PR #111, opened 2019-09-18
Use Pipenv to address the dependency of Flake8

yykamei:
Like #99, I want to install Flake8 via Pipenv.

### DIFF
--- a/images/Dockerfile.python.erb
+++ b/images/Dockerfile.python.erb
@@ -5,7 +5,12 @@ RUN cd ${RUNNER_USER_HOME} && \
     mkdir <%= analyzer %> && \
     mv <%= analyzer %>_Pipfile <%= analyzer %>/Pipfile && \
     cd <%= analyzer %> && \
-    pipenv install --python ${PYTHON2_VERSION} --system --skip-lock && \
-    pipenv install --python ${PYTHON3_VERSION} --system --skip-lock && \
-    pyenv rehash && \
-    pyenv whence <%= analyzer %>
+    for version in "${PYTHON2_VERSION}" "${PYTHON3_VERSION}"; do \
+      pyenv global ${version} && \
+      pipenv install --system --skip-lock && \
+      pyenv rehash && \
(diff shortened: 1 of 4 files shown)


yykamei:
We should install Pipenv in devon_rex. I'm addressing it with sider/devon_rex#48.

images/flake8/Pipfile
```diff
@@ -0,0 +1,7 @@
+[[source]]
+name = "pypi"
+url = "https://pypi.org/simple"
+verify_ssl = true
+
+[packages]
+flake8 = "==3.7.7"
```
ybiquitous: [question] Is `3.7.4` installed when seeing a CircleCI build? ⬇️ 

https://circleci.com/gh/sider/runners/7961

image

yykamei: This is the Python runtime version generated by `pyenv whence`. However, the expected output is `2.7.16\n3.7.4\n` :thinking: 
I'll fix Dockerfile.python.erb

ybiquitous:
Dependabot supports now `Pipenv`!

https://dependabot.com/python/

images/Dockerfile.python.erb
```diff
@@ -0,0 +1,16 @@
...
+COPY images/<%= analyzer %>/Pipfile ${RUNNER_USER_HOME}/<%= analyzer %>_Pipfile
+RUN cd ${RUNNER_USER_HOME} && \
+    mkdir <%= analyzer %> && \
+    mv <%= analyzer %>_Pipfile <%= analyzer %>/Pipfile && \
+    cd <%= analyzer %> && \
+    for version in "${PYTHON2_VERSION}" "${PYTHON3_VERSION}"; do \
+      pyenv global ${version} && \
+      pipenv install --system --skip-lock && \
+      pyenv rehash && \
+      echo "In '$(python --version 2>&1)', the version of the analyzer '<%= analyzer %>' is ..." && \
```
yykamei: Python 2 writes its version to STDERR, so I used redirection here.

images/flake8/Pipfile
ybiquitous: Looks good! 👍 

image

_ _ _

### Task goal
Take every line above carrying "lock" and return it.

### Solution to this task
-    pipenv install --python ${PYTHON2_VERSION} --system --skip-lock && \
-    pipenv install --python ${PYTHON3_VERSION} --system --skip-lock && \
+      pipenv install --system --skip-lock && \
+      pipenv install --system --skip-lock && \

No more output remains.